Just thinking of my own early programming experiences: There were something like 6-8 *actively used* flavors of BASIC (still being used occasionally in the early-mid 80s for commercial software, amazing as it might seem now), each one having very different ways to do mundane things like clear the screen or do pixel-by pixel graphics. Porting a graphics-heavy program from, say, Apple II or Atari BASIC to IBM PC was obnoxious at best.
Pascal was more consistent across systems, but I remember some fairly significant differences between the Apple (IIe/old Mac) versions I learned as a kid vs. the VAX/VMS version I saw in intro CS in college.
C was also more consistent, at least on Unix boxes, but there was still an awful lot of shoot-from-the-hip coding there. The version of K&R I had in the mid-1990s (so, 10 years later or so) still had notorious buffer overflow sources like gets() in its sample code, and this wouldn’t change much till the internet and widespread publicly accessible networking raised the danger level on those a lot. An actually good AI *now* would be aware of the scope of possible problems there, but in 1985, I’m much less confident it would have been.
I don’t know nearly as much about the big corporate/research systems that mostly ran FORTRAN or COBOL, and I *suppose* that those environments might have been more consistent and thus a bit better for an AI project like that, but I have my doubts.
ADDENDUM:
This Susan Sontag quote feels relevant. Imagine for a moment that she’s talking about engineering in the age of AI hype. She isn’t, but imagine for a moment that she is.

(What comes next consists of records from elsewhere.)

PR #25, opened 2018-04-06
Do Not Merge: Raw Atlas Flow Integration

MikeGost:
This build is expected to fail, since it depends on [this](https://github.com/osmlab/atlas/pull/106) Atlas PR.

The main change here is to integrate the Raw Atlas generation flow and make it backward compatible. This is done by to adding a "useRawAtlas" `Flag`, which when present will generate an Atlas using the Raw Atlas flow. I've tested this (both with and without) the flag successfully.

Next steps include:
1. Adding Raw Atlas Fetcher for the sectioning step
2. Adding Metrics/Statistics for the final Atlas
3. General cleanup 
4. Parity tests

### DIFF
--- a/src/main/java/org/openstreetmap/atlas/generator/AtlasGenerator.java
+++ b/src/main/java/org/openstreetmap/atlas/generator/AtlasGenerator.java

@inthehands I suspect that answering the question "why is it the _what_, _how_, and _why_ of development are at odds" heads straight into the way human systems get stuck in bad states.
Having the words for the intentions, expectations, and qualities of the work can help people at least not talk past each other.

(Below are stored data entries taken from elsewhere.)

PR #21, opened 2018-03-19
Update PBF input configuration and allow separate sharding

matthieun:
- Allow for a separate sharding for the input PBF files
- Allow for a configurable folder structure (called scheme) for the input PBF files
- Cleanup `PbfLocatorTest` and remove old PBF test resource
- Make the output format of shard-based Atlas and Statistics files more granular
  - `COUNTRY/Z/X/Y/COUNTRY_Z-X-Y.atlas`

PR #26, opened 2018-04-06
Allow configurable Atlas output folder structure

matthieun:
This PR is somehow related to https://github.com/osmlab/atlas-generator/pull/21

This adds a new switch to `AtlasGenerator` that allows the user to configure the output folder structure for Atlas files. For example:
```
-atlasScheme=zz/
```
will have the output atlas files be separated by zoom folders:
```
output/atlas/COUNTRY/Z/COUNTRY_Z-X-Y.atlas
```
By default, all the output files are in the same country folder.

Also:

- Fixed an issue in `ResourceFileSystem` where Spark renaming of deep folder result files was not working properly
- Added an integration test that builds atlas shards for a very small cutout of Dominica.


src/main/java/org/openstreetmap/atlas/generator/tools/streaming/ResourceFileSystem.java
```diff
@@ -184,7 +196,21 @@ public boolean rename(final Path source, final Path destination) throws IOExcept
             // Hadoop end of job rename case
             destinationName = destinationName.endsWith("/") ? destinationName
                     : destinationName + "/";
-            final String appendName = sourceName.substring(sourceName.lastIndexOf("/") + 1);
+            // Sample resource:
+            // resource://test/atlas/_temporary/0/_temporary/attempt_201804061442_0003_m_000002_14/DMA/9/DMA_9-168-234.atlas
+            final Pattern pattern = Pattern.compile("\\/attempt_[^\\/]*\\/");
```
jwpgage: Nice regex :)

src/main/java/org/openstreetmap/atlas/generator/tools/streaming/ResourceFileSystem.java
```diff
@@ -184,7 +196,21 @@ public boolean rename(final Path source, final Path destination) throws IOExcept
...
+            final Matcher matcher = pattern.matcher(sourceName);
+            final String appendName;
+            if (matcher.find())
+            {
+                final String match = matcher.group(0);
+                final StringList split = StringList.split(sourceName, match);
+                appendName = split.get(1);
```
jwpgage: Is there any chance the folder could be empty, and .get(1) could return IndexOutOfBounds?

src/integrationTest/java/org/openstreetmap/atlas/generator/AtlasGeneratorIntegrationTest.java
```diff
@@ -0,0 +1,82 @@
...
+import org.openstreetmap.atlas.utilities.collections.StringList;
+
+/**
+ * @author matthieun
+ */
+public class AtlasGeneratorIntegrationTest
+{
+    public static final String BOUNDARY = "resource://test/boundaries/DMA.txt";
+    public static final String TREE_13 = "resource://test/sharding/tree-6-13-100000.txt";
+    public static final String TREE_14 = "resource://test/sharding/tree-6-14-100000.txt";
```
MikeGost: Is it possible to re-use `tree-6-14-100000.txt` from `src/test/resources/org/openstreetmap/atlas/generator` to avoid having two large identical files?

matthieun: Let me try that.

src/main/java/org/openstreetmap/atlas/generator/tools/streaming/ResourceFileSystem.java
matthieun: This `ResourceFileSystem` is used for tests mostly. Here it is doing a big hack to conform to the Spark file naming, and yes if they change it it will break. Not sure there is a better way right now..

PR #29, opened 2018-04-14
Use switch instead of flag for consistency

matthieun:
All other parameters are Switches. This is to align `useRawAtlas` with the others.


MikeGost:
Why is this needed? A Flag is simpler version of a Boolean Switch.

The field in practice has shipped a million leaky prototypes that demo'ed well. Time to market? Time to capture funders' attention? Those bring their own pressures and problems.
I think of Kingsbury's Jepsen project as a model of asking whether the "what" was actually delivered by testing the fundamentals.

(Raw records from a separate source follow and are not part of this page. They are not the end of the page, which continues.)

PR #153, opened 2020-05-27
AtlasShardVerifier to work with any FileSystem

matthieun:
### Description:

The AtlasShardVerifier is a command that makes sure that a folder containing Atlas files has all the expected shards. New features are:
- The reference can now be:
  - A file containing a list of expected shards
  - A path to a directory containing Atlas files
- The directory to check does not have to be on the local file system, it can be on any hadoop `FileSystem`

### Potential Impact:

@inthehands We've had some fairly deep conversations at work recently about coding AI and the main talking point is: how do we hire graduates/juniors in the AI age? We understand that it helps productivity for very senior engineers who may want to automate parts of their jobs but how do you balance that with someone who is going to constantly generate tech debt, not being able to critically think and not be able to review code. We're worried that there will be some cutoff point circa 2023 where devs stopped thinking.
@inthehands The one report of LLM-generated / LLM-using code that I found most striking was from Jon Udell, related to generating an app for converting a photograph of an event flier into a useful calendar entry.
Partly it was striking because Udell has been a long-term advocate and a developer of community-run local information resources including calendaring, which have mostly been absorbed by Big Social Media.
The app combines small deployment scale and low cost of error (hand-fix the calendar) with toil reduction around composing APIs -- and makes something possible by making it easy. Not an app I'd want to maintain for others, but a technique for bringing tedious things in reach, so they happen on a relevant time scale.
@inthehands this! So much.
Re this from @rotnroll666, Java is a great example of what I’m talking about upthread:
https://mastodon.social/@rotnroll666/114374427369696039
I was writing Java as early as 1997 and as recently as 2024. Observations:
(1) Modern Java can feel •very• different from the language of 1997, or even 2010. You can do really nice work with the language.
(2) The language is still weighed down by some essential design decisions that would be •very• hard to unroll at this point. It’s also weighed down somewhat by culture. (Ask me about either if you care.)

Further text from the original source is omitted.